→ **INFORMATION PROVIDED**
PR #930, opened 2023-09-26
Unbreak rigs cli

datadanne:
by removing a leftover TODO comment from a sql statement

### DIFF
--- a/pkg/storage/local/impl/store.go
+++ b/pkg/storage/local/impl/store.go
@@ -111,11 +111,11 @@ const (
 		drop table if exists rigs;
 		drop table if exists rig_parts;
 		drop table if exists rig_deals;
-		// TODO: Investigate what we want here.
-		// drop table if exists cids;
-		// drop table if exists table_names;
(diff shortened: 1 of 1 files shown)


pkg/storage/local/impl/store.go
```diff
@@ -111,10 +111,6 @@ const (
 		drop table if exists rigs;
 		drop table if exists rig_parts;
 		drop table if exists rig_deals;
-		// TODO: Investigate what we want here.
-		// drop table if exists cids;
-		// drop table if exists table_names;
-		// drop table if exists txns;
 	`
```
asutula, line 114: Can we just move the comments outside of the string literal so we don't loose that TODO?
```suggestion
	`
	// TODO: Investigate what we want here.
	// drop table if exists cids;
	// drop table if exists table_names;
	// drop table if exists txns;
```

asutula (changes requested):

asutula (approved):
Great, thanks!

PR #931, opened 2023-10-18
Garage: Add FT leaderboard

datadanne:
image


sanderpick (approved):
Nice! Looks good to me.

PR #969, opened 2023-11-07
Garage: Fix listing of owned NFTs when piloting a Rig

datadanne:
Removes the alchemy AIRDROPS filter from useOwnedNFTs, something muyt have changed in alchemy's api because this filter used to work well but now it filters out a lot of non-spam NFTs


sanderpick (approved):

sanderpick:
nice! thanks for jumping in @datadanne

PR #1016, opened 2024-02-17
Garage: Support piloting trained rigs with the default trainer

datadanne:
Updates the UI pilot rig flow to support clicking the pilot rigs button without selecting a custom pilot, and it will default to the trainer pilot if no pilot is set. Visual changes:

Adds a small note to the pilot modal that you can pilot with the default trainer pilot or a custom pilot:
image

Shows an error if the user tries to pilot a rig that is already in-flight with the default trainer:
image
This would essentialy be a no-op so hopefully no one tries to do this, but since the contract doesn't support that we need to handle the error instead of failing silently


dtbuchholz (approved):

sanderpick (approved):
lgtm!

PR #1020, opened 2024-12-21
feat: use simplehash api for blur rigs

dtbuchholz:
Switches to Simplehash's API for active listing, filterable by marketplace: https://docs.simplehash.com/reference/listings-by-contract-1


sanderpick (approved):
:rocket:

→ **WHAT YOU HAVE TO DO**
The lines to copy are those in the records above containing the word "storage".

→ **SOLUTION TO THE PROBLEM**
--- a/pkg/storage/local/impl/store.go
+++ b/pkg/storage/local/impl/store.go
pkg/storage/local/impl/store.go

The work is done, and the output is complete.